Bitcoin miners (BTC) are straining their currencies in search of higher rates, with direct remittances from miners to exchanges falling by nearly 40% since mid-March.

Data from network analysis provider Glassnode shows that BTC stocks have increased since the end of March, after strong volatility during January and a sequential decline in sales in February and earlier in March.

Glassnode’s chief technology officer, Raphael Scholes-Kraft, noted several accounts indicating the recent congestion of miners, including flows from mining addresses, unused Bitcoin supplies, and the net change in the mining situation.

Glassnode data shows that unused stock – BTC that was never moved from original (my) recipient’s address – began to rally after a steep drop in January when 15,000 previously dormant coins were moved from mining addresses.

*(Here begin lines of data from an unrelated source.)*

PR #495, opened 2023-04-16
slot: fix token initialization

ldts:
The current interface accepts a string as the token label.

The specification however specifies that the label must point to a 32-byte memory location, which MUST be padded with blank characters and which MUST not be null-terminated.

This fix allows using libp11 with libtpm2_pkcs11 since the TPM pkcs#11 implementation does enforce the requirement (libsofthsm does not).


ldts:
these CI errors seem unrelated to the PR

ldts:
Could you pick this fix for your next release please? We'd rather not carry the patch.

mtrojnar:
I'm afraid `{' '}` doesn't do what you think it does:
```
$ cat initializer.c 
#include <stdio.h>

int main() {
    unsigned char ck_label[32] = {' '};
    int i;
    printf("ck_label:");
    for(i=0; i<sizeof ck_label; ++i)
        printf(" %d", ck_label[i]);
    printf("\n");
    return 0;
}
$ gcc -o initializer -Wall initializer.c 
$ ./initializer 
ck_label: 32 0 0 0 0 0 0 0 0 0 0 0 0 0 0 0 0 0 0 0 0 0 0 0 0 0 0 0 0 0 0 0
```
Please use memset(3) instead.

mtrojnar:
Argh.  You didn't even check whether your commit can be built...

ldts:
> Argh. You didn't even check whether your commit can be built...

dude, what are you talking about

ldts:
> Argh. You didn't even check whether your commit can be built...

right, apologies. I expected the CI to do this on my behalf.

PR #503, opened 2023-06-06
Detect openSSL 3.1; compatible to openSSL 3.0

DimStar77:


floppym:
So what happens when OpenSSL 3.2 is released?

Unused BTC Stock: Glass Knot
Since February, around 5,000 newly grounded Bitcoins have been added to the unused Bitcoin offering, for a total of 1.765 million Bitcoins.

Direct transfers from miners to exchanges have also decreased significantly in recent weeks, dropping from a 30-day moving average of around 450 BTC in mid-March to 275 BTC today.

Scholes-Craft described Bitcoin mining as a “big fundamentals”, setting an all-time high for a daily hash rate of 178 exahs per second on Tuesday and new Bitcoin mining records.

He also shared data showing that mining revenues are increasing by about 300% in about a year, reaching new heights exceeding $ 50 million and at the present time with a seven-day moving average of nearly $ 60 million.

“The miners do not have much incentive to make money at the moment,” he concluded, adding that “sales or surrender [on the horizon]”.

The apparent boom of Bitcoin miners can be seen in the dynamics of listed mining stocks in North America: A recent analysis showed that shares of the four largest listed Bitcoin miners rose 5,000% in 12 months, and spot Bitcoin prices rose 900% over the same period.